Task directions: The lines to be copied are those below that contain "camlpdf".

Available records:
##########

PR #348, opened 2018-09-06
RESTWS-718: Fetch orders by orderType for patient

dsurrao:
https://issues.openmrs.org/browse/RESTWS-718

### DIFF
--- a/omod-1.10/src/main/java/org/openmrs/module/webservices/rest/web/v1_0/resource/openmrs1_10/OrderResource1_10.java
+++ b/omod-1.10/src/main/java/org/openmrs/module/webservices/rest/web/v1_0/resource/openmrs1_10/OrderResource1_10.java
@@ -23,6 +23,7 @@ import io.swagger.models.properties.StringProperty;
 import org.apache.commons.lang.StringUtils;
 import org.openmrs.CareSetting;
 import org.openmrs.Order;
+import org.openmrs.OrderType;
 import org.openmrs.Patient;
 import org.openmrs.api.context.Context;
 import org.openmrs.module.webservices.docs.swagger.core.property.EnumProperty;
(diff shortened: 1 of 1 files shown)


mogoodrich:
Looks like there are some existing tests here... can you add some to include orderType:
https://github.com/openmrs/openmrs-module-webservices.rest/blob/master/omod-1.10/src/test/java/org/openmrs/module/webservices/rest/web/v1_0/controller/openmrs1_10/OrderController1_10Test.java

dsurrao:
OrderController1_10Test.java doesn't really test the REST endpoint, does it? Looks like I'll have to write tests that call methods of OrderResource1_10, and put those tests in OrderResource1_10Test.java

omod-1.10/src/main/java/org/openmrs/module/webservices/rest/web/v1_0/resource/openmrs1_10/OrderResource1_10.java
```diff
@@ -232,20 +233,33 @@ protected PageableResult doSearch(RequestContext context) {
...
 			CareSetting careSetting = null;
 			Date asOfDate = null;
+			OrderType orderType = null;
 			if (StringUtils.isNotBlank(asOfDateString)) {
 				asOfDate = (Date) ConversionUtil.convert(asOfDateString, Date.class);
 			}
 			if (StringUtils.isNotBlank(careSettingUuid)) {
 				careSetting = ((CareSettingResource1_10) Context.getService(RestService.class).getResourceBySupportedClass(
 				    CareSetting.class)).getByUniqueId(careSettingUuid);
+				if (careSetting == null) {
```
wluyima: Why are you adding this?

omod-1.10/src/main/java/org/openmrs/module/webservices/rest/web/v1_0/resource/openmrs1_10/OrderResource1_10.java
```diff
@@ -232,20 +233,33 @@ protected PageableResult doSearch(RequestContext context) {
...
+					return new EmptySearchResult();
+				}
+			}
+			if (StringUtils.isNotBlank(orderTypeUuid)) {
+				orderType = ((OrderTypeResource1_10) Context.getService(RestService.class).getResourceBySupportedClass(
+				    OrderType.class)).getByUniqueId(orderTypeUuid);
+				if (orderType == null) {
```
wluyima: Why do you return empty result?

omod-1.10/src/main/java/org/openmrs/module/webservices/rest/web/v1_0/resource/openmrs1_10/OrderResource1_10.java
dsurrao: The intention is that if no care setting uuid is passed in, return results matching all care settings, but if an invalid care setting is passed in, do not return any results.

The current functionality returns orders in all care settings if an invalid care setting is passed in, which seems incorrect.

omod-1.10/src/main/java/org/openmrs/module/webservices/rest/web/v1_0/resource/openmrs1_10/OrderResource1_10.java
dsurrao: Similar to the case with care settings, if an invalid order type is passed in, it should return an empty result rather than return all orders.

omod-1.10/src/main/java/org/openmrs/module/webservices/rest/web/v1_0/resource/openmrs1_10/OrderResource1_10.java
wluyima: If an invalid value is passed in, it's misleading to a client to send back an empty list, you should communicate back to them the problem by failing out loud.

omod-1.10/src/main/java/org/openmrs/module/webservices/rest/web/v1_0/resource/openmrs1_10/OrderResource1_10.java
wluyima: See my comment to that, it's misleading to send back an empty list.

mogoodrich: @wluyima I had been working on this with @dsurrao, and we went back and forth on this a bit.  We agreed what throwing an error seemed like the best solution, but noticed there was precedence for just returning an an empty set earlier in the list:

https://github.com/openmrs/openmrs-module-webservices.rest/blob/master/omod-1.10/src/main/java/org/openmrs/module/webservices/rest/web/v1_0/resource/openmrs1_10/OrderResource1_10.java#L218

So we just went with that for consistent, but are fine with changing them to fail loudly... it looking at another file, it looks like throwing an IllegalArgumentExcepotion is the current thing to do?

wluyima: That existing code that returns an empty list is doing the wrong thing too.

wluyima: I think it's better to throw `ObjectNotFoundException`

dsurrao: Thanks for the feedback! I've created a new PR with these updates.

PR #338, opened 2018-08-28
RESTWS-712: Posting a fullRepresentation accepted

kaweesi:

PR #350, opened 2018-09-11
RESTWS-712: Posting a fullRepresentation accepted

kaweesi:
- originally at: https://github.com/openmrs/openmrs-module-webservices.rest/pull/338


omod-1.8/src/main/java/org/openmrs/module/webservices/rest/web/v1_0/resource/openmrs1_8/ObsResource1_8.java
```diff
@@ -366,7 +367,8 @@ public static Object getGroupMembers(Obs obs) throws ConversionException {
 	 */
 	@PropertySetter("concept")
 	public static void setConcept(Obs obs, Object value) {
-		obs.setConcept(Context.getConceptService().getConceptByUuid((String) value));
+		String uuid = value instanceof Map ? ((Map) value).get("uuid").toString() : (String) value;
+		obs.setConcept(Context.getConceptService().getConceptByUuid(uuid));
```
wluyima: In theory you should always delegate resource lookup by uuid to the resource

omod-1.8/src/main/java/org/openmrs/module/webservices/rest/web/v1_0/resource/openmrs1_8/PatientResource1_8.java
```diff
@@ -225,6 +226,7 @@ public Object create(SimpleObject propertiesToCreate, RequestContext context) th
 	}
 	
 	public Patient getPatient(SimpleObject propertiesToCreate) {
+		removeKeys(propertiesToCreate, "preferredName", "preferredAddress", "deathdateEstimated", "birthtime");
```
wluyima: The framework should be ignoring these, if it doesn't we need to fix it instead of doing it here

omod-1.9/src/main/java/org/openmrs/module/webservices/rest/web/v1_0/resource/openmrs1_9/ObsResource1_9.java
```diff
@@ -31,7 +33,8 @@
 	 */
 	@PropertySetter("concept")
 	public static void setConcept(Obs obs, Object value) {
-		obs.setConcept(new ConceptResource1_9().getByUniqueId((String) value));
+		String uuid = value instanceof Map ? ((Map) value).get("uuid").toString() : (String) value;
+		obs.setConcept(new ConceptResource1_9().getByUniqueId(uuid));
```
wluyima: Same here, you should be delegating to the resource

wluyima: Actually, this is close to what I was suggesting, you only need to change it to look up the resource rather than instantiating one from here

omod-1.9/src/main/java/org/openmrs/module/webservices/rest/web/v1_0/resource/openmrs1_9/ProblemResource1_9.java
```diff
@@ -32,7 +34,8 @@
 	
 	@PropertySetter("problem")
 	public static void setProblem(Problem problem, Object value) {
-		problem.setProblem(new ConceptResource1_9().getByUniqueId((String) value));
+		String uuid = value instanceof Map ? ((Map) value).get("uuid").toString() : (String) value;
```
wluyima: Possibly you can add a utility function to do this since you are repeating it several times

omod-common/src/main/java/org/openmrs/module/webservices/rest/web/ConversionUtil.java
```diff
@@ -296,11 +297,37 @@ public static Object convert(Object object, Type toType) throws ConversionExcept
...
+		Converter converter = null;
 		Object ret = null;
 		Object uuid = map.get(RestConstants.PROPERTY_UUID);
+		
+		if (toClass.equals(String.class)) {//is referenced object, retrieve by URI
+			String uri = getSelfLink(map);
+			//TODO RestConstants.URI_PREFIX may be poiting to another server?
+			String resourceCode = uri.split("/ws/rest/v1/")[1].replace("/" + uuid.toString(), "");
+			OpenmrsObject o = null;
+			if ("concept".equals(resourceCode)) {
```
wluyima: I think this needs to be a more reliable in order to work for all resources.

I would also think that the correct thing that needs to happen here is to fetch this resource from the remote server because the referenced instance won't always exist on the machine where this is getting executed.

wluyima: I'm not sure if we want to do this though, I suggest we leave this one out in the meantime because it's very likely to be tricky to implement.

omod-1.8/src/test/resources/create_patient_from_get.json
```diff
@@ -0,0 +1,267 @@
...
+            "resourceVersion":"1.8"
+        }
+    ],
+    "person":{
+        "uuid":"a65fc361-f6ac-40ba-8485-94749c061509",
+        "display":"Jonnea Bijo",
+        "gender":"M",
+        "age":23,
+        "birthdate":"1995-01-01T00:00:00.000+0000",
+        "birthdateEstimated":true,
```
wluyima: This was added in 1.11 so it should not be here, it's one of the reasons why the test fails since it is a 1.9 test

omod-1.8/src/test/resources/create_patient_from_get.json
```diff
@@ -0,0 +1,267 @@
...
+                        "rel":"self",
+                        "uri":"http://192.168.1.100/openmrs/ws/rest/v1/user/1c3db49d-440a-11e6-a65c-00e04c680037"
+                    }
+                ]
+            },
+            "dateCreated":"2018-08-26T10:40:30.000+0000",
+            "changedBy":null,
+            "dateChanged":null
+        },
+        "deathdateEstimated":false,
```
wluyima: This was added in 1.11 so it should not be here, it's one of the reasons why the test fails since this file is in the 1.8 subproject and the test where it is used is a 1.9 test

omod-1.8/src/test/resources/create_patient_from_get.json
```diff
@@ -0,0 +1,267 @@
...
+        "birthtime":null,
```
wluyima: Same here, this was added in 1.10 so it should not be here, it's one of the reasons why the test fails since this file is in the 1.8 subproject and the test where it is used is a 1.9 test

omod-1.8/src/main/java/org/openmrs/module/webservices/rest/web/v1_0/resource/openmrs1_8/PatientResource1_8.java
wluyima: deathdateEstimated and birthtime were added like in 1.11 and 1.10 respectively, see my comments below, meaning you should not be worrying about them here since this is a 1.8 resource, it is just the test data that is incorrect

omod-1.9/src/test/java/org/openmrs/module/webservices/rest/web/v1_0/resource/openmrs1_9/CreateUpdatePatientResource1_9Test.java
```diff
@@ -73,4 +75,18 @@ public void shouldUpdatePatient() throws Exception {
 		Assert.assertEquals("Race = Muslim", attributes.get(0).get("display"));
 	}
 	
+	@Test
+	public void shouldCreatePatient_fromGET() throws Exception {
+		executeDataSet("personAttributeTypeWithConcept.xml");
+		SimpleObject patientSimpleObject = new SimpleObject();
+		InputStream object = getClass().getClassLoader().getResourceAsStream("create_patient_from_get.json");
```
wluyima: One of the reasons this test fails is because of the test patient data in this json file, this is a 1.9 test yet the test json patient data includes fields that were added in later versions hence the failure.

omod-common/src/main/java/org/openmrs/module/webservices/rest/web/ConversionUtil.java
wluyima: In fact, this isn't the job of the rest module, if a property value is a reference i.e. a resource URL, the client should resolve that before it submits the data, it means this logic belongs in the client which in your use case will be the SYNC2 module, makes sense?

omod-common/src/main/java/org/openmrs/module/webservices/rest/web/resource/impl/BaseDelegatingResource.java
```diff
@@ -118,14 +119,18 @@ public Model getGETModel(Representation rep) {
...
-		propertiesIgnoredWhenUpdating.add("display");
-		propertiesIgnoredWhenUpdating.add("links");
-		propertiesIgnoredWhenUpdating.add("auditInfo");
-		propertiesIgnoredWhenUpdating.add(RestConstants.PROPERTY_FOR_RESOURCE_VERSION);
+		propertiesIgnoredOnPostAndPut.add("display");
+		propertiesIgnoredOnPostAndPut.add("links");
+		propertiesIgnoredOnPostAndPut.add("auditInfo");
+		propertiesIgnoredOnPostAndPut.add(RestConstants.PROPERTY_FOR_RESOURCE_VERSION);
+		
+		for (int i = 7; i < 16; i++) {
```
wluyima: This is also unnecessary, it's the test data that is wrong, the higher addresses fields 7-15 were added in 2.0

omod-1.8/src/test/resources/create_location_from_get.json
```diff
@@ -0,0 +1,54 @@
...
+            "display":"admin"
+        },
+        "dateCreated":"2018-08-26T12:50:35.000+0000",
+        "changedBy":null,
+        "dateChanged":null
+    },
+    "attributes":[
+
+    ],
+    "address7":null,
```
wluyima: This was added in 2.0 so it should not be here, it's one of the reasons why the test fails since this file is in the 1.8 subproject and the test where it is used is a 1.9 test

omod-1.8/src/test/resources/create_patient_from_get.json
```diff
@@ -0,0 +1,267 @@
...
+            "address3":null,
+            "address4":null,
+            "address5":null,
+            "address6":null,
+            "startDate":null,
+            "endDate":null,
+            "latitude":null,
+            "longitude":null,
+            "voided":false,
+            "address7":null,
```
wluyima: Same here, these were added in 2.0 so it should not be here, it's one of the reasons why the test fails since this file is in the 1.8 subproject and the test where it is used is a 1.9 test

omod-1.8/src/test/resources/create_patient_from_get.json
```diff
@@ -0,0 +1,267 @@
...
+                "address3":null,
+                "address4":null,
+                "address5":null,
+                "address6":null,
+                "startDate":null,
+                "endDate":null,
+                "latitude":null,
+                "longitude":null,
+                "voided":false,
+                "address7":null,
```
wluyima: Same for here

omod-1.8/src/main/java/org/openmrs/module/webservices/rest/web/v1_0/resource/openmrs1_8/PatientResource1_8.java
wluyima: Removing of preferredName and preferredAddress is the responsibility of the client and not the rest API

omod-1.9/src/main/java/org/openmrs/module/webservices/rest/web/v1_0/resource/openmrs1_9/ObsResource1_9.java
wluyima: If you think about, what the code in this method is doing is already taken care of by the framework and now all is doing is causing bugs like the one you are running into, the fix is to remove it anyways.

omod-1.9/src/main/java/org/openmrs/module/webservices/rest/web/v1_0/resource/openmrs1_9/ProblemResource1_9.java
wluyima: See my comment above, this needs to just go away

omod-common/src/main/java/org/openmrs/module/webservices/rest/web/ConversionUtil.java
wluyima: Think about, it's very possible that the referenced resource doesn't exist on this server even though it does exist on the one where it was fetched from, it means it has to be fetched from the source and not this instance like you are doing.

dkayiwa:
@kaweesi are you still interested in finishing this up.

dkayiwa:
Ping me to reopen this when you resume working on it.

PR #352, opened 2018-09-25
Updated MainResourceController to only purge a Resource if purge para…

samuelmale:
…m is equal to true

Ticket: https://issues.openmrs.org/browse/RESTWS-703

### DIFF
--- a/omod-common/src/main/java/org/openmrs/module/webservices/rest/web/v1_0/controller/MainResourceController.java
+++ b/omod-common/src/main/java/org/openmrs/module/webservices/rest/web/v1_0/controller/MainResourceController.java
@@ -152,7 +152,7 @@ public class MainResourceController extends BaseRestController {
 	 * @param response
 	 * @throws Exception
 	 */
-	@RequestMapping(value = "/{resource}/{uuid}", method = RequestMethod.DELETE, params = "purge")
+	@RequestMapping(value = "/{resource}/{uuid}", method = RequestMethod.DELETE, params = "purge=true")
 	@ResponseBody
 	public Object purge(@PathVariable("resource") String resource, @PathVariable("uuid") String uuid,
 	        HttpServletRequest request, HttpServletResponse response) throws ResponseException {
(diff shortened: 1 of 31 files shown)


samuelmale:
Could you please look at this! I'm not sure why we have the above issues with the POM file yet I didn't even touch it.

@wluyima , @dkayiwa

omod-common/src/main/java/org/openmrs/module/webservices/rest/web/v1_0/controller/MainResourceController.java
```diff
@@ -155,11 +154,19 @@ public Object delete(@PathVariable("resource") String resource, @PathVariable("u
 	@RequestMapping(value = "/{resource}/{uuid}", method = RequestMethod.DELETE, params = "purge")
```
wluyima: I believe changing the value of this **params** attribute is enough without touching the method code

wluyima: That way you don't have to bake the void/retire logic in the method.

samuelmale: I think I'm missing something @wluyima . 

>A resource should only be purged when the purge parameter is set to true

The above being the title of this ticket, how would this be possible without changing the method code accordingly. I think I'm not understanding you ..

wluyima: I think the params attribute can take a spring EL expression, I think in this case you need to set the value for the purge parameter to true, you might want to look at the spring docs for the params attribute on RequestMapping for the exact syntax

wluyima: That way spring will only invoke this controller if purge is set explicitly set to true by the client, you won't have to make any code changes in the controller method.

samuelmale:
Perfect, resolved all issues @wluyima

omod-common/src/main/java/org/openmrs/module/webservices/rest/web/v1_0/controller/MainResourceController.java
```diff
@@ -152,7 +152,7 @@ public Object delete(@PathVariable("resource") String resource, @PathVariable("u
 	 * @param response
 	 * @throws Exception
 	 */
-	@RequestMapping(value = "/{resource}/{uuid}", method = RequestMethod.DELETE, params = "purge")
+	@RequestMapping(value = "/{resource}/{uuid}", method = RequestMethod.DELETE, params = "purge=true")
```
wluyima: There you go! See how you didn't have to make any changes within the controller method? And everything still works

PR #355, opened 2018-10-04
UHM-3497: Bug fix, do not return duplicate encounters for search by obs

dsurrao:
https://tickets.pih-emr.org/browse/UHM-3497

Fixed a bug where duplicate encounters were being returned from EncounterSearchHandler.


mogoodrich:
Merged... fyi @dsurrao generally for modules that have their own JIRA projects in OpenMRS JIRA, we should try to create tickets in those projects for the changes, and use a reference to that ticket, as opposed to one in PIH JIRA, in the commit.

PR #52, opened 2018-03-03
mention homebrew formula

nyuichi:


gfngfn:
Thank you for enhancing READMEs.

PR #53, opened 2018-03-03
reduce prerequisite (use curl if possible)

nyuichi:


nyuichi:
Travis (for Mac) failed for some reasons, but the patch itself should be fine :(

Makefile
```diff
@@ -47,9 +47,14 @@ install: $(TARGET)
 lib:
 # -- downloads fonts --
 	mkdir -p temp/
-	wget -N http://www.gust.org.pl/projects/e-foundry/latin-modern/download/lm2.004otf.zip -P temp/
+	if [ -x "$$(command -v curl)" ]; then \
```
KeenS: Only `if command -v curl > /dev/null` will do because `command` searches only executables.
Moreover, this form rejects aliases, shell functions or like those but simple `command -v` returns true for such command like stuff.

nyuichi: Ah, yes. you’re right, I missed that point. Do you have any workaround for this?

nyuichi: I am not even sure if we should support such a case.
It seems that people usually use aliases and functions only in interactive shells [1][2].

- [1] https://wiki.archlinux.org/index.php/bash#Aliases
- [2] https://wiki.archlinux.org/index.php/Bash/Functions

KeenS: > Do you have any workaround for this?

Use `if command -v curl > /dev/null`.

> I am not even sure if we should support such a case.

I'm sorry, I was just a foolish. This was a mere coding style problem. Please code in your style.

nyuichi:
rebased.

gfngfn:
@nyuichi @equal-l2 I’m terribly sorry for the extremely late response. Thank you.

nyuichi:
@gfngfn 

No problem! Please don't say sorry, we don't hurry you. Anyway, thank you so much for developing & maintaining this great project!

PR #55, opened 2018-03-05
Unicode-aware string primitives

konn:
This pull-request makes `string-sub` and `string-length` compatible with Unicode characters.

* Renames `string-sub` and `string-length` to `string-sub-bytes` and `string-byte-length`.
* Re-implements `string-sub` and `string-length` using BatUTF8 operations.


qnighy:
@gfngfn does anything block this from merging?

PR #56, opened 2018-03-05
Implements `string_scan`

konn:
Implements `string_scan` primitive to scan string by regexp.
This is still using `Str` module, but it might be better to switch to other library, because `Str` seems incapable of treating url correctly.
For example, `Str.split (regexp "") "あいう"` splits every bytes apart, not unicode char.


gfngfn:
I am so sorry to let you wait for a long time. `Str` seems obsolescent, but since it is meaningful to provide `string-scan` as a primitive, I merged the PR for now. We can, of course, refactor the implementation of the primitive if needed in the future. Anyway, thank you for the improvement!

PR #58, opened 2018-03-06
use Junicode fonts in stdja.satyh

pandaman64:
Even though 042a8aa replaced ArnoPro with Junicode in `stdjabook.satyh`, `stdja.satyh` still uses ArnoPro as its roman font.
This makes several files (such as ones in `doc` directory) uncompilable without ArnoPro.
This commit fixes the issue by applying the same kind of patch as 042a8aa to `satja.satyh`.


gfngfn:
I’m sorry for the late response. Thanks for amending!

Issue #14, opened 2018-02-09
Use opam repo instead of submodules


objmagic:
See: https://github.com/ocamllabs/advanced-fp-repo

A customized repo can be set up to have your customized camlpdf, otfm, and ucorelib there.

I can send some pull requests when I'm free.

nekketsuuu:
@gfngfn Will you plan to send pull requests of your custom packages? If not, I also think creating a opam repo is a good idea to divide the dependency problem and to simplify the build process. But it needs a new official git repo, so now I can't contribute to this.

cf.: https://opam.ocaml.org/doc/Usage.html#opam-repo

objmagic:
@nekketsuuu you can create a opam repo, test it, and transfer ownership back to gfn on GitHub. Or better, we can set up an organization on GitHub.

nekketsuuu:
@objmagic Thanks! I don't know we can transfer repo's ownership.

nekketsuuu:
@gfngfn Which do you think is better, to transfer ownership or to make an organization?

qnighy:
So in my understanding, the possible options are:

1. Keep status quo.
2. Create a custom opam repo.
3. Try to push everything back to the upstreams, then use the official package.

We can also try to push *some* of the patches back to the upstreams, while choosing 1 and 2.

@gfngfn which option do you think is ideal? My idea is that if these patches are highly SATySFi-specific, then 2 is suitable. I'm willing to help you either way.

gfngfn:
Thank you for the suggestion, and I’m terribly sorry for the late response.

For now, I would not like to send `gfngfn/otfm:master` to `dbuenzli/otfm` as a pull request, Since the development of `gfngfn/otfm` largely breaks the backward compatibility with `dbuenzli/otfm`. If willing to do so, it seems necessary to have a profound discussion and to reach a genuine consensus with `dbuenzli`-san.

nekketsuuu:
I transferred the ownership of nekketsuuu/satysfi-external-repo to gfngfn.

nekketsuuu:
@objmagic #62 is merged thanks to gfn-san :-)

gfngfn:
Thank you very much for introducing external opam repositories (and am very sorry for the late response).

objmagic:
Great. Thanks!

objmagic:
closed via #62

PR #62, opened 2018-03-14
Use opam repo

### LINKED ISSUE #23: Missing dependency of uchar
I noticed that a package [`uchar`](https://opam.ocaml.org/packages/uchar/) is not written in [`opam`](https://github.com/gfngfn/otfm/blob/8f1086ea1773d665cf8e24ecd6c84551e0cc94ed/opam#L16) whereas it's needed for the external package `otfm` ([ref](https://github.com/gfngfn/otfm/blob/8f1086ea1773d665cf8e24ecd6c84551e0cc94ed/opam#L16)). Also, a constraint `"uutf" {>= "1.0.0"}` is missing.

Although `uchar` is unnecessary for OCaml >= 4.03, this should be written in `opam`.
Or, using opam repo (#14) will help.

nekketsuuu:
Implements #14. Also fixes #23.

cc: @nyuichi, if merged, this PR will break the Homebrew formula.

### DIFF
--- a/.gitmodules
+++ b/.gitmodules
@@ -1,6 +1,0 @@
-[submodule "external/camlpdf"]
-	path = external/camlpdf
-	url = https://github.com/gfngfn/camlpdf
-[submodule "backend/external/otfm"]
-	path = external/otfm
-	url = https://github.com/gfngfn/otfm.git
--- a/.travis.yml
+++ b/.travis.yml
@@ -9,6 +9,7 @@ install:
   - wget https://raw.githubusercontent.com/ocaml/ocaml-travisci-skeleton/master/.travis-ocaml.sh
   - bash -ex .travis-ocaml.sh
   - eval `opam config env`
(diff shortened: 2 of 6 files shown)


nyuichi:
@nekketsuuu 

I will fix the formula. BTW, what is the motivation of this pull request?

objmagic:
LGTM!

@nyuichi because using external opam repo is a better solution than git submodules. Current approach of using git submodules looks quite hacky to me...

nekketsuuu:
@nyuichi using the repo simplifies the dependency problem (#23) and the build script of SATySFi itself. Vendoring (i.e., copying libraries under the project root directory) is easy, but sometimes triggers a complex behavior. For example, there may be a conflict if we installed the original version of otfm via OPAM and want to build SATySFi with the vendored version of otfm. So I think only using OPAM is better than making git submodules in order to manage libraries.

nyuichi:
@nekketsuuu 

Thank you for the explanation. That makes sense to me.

##########

Written response:
A customized repo can be set up to have your customized camlpdf, otfm, and ucorelib there.
-[submodule "external/camlpdf"]
-	path = external/camlpdf
-	url = https://github.com/gfngfn/camlpdf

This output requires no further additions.